◆ Problem description
Copy each line below that contains "fontforgeexe".

◆ Records for the task

══════

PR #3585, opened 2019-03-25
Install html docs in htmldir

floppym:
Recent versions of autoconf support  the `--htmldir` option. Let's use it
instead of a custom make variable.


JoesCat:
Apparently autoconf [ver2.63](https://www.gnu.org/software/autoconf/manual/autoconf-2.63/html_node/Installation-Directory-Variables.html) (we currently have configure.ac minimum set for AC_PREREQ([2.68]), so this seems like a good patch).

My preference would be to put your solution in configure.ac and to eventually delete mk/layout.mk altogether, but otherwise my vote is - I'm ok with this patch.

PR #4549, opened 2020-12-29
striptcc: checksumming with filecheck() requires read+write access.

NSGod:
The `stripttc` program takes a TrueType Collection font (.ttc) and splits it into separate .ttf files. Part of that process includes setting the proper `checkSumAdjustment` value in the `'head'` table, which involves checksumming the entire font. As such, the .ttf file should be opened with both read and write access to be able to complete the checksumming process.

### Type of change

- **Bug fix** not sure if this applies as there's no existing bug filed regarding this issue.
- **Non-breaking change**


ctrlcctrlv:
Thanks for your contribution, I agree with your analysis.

══════

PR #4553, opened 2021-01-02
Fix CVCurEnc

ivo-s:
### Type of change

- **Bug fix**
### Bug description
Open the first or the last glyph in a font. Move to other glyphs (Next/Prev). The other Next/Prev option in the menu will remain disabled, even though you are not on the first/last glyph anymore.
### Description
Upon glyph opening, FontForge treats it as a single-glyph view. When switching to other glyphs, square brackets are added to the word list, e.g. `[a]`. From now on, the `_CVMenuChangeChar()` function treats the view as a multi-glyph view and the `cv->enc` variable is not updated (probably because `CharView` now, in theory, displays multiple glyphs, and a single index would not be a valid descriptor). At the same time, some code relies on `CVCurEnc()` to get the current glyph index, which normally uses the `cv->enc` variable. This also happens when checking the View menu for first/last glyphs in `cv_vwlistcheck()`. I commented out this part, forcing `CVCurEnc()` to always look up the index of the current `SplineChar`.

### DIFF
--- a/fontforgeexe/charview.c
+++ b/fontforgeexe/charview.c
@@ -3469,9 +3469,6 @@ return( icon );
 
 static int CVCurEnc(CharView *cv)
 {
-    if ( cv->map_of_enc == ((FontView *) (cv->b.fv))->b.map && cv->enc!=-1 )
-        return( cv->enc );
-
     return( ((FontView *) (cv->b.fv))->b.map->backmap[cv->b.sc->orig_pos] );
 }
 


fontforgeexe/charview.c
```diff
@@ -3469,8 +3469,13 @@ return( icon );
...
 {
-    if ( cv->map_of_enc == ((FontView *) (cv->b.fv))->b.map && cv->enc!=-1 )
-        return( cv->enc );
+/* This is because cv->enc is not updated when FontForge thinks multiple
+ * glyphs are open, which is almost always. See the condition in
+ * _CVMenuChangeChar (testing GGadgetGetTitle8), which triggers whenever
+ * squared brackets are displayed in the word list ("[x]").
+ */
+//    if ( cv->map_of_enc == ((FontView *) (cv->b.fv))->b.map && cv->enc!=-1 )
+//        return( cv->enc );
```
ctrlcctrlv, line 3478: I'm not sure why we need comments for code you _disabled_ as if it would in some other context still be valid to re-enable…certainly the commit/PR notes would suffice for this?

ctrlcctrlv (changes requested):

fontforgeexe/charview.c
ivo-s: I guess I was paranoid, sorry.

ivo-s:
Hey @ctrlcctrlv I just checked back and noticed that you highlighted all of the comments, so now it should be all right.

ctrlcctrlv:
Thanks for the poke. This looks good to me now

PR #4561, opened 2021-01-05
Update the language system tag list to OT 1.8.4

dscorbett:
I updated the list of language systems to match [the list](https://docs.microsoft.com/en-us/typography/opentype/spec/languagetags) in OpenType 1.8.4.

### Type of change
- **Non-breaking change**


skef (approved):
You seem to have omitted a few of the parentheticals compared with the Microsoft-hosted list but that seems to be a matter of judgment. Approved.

══════

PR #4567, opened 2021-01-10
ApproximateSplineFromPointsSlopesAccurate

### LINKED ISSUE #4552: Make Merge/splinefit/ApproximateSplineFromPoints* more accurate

══════

◆ Answer for this exercise
--- a/fontforgeexe/charview.c
+++ b/fontforgeexe/charview.c
fontforgeexe/charview.c
fontforgeexe/charview.c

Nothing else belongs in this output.